4. Unser größtes Problem sind nicht HC-Postings, sondern … Morde

Neben viel Sarkasmus, Ironie und Wortwitz macht sich in den Kommentaren aber auch echte Betroffenheit breit. Eine sehr satzzeichenaffine Dame postet unter Straches neues Facebook-Bild: „Lieber H.C.,so viele Morde??? Was is los in diesenÖsterreich?? Ausländer weg,und unsere Leute motivieren,und dann habn wir weniger Arbeitslose!!!"
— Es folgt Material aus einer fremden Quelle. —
PR #1418, opened 2025-01-03
[RHCLOUD-27273] Enforce correct value/operation pairings

mjholder:
BLOCKED BY: https://github.com/RedHatInsights/insights-rbac/pull/1448

## Link(s) to Jira
- https://issues.redhat.com/browse/RHCLOUD-27273

The what, why and how.
In order to keep JSON parsing working we need to make sure the value types and operations provided by resourceDefinitions are compatible.
Specifically, if a String is provided the operation needs to be `equals`. Otherwise, if a List is provided, the operation needs to be `in`.
In order to achieve this I added some extra checks in the ResourceDefinition Serializer to make sure the pairings are correct.
## Local Testing

I added a couple tests to the unit test suite. If you want to test locally you can try to create a role with either of the following access definitions:
```
{
    "permission": "someApp:*:*",
    "resourceDefinitions": [
        {"attributeFilter": {"key": "keyA.id", "operation": "equals", "value": ["value1", "value2"]}}
    ],
}
```
OR
```
{
    "permission": "someApp:*:*",
    "resourceDefinitions": [
        {"attributeFilter": {"key": "keyA.id", "operation": "in", "value": "valueA"}}
    ],
}
```
## Checklist

- [ ] Input Validation
- [ ] Output Encoding
- [ ] Session Management
- [ ] Access Control
- [ ] Cryptographic Practices
- [ ] Data Protection
- [ ] Communication Security
- [ ] System Configuration
- [ ] Database Security
- [ ] File Management
- [ ] Memory Management


vbelchio:
@mjholder do we need to make changes in the OpenAPI specs?

mjholder:
> @mjholder do we need to make changes in the OpenAPI specs?

That's a good question. We do have the types that are acceptable listed but not the fact that a string expects `equals` and a list expects `in`.
I'm looking to see if there is a way to achieve this in OpenAPI 3

mjholder:
> > @mjholder do we need to make changes in the OpenAPI specs?
> 
> That's a good question. We do have the types that are acceptable listed but not the fact that a string expects `equals` and a list expects `in`. I'm looking to see if there is a way to achieve this in OpenAPI 3

It looks like if we move to OpenAPI 3.1 we can use conditional blocks for schema validation but not in 3.0.0.
This if from the docs on what's added in 3.1: https://datatracker.ietf.org/doc/html/draft-bhutton-json-schema-00#page-42

rbac/management/role/serializer.py
```diff
@@ -49,6 +49,18 @@ def validate_attributeFilter(self, value):
...
+            if type(values) is str and op == "in":
+                key = "format"
+                message = "attributeFilter operation 'in' expects a List value"
+                error = {key: [_(message)]}
+                raise serializers.ValidationError(error)
+            elif type(values) is list and op == "equals":
+                key = "format"
+                message = "attributeFilter operation 'equals' expects a String value"
+                error = {key: [_(message)]}
+                raise serializers.ValidationError(error)
```
astrozzc, line 63: LGTM!
Nit: Instead of raising this in several places, can we use `if error, raise serializers.ValidationError(error)` after all these checks?

astrozzc (approved):

rbac/management/role/serializer.py
```diff
@@ -49,6 +49,18 @@ def validate_attributeFilter(self, value):
             message = f"attributeFilter operation must be one of {ALLOWED_OPERATIONS}"
             error = {key: [_(message)]}
             raise serializers.ValidationError(error)
+        else:
+            values = value.get("value")
+            if type(values) is str and op == "in":
```
vkrizan, line 54: These checks are insufficient, as these check only for string. If for example `int` was supplied, it would fall through. Why not check the expected type for each operator?

Be aware, that previously a documentation mentioned a string of comma separated values. Have you checked current state of the database? If users would have already stored badly formatted data, they could hit these errors.

I suggest to prefer `isinstance` over a strong type check. See [Duck Typing](https://docs.python.org/3/glossary.html#term-duck-typing).

vkrizan (changes requested):

petracihalova:
fixed typo in the attribute filter validator and did small refactoring there, then I updated few tests, mostly because now with the attribute filter validation we cannot create invalid data even in tests via API request so we have to create the directly in the database, this PR should be squashed before the merge, please @astrozzc can you take a look?

astrozzc (approved):
LGTM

Auch hier muss ich mich wieder an meiner Judennase nehmen: Der von Links vorgefilterte Medienbolschewismus hat mir bisher völlig den Blick darauf vernebelt, wie viele eiskalte Morde in unserer vermeintlichen IDYLLE wirklich passieren. Statistik Austria sagt über das Jahr 2012 zum Beispiel, dass es insgesamt nur 36 sind, aber was wissen Statistiker schon. Strache-Fans werden sich ihre Postings schließlich nicht einfach ausdenken.

Und so viel also dazu. Wenn Straches Fanpage ein Seismograf der österreichischen Stimmungslandschaft ist, dann passieren die Erdbeben hierzulande wohl nur in der Hose und sind hauptsächlich auf den Verzehr von ausländischen Nahrungsmitteln zurückzuführen. Mein Magen grummelt jedenfalls auch schon unangenehm—und ich bin mir sicher, ich finde inzwischen einen Haufen Leute auf Facebook, die mir erklären können, weshalb das mit linken Ausländern zu tun hat.

Ob sie recht hatten, wird sich wie immer erst zeigen, wenn ich das alles fertig verdaut habe. Aber zu meinem eigenen Leidwesen befürchte ich, die Linksmedien haben meine Scheiße auch diesmal wieder braun eingefärbt, um mich auszutricksen.

Danke, liebe Strache-Fans, dass ihr mir die Augen geöffnet habt—auch, wenn sich eure Kommentare gleichzeitig wie Pfefferoni in den Pupillen angefühlt haben.